Once the support resource has an idea of the requests affected by the incident reported, the support resource can use the [Performance (APM)] tab to trace the request and look for anything abnormal in the flow of execution or look for failures. If the incident is related to performance degradation, the Performance graph is a good starting point for the investigation. The execution time per request/method can also be used to determine long running requests/methods. The ability to trace the source code for me is the most important feature of any APM tool because it technically gives the support resource or the developer, the ability to perform debugging in the production environment.

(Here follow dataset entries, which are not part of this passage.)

PR #488, opened 2018-02-27
Fix broken .netcoreapp2.0 tests locally

lxalln:
.netcore2.0 pdbs on Windows do not include filename or line number.

This is fixed and will be released in 2.1. However, for the time being
if we switch to using portable pdbs, these then work (just like they do
on linux/mac).

Once we switch the target up to 2.1, this change can be removed.

### DIFF
--- a/src/Shouldly.Tests/Shouldly.Tests.csproj
+++ b/src/Shouldly.Tests/Shouldly.Tests.csproj
@@ -9,6 +9,9 @@
     <GenerateAssemblyProductAttribute>false</GenerateAssemblyProductAttribute>
     <DebugType>full</DebugType>
   </PropertyGroup>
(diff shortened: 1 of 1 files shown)


slang25:
Can we not use portable pdbs for net452 assemblies out of interest?

lxalln:
Using portable pdbs works for net452 as well. I was just trying to make as small a change as I could to get the tests passing locally.

SimonCropp:
@lxalln given netcore 2.0 is now "end of support" https://dotnet.microsoft.com/platform/support/policy/dotnet-core

do you still need this?

JosephWoodward:
@SimonCropp No, this can be closed, thanks.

[Errors] tab and [Logs] tab are good features which can be used to check for error messages and logs that were generated within the time frame of the incident occurrence.
Problem Management
Problem management deals with identifying and resolving for good recurring incidents in the application. Support teams with high service maturity are able to analyze incident trends and identify inherent problems and gaps in the current implementation and look for ways to resolve them for good. The goal is to be able to achieve a certain level of stability of the application which results to higher user satisfaction and lower cost as far as operating the application is concerned. Some support teams set annual targets on the reduction of man-hours required to do recurring tasks and a good problem management is the key to achieve this goal.
Takeaway
Some service operation processes are quite complex and requires periodic performance assessment to be able to achieve the goals of the business. That’s why it’s important to identify support key performance indicators (KPIs) to be able to determine if the operation is improving, performing well or not. Operation support in itself though important is not directly value adding. Hence, it’s important to ensure that it’s being done in an efficient and effective manner.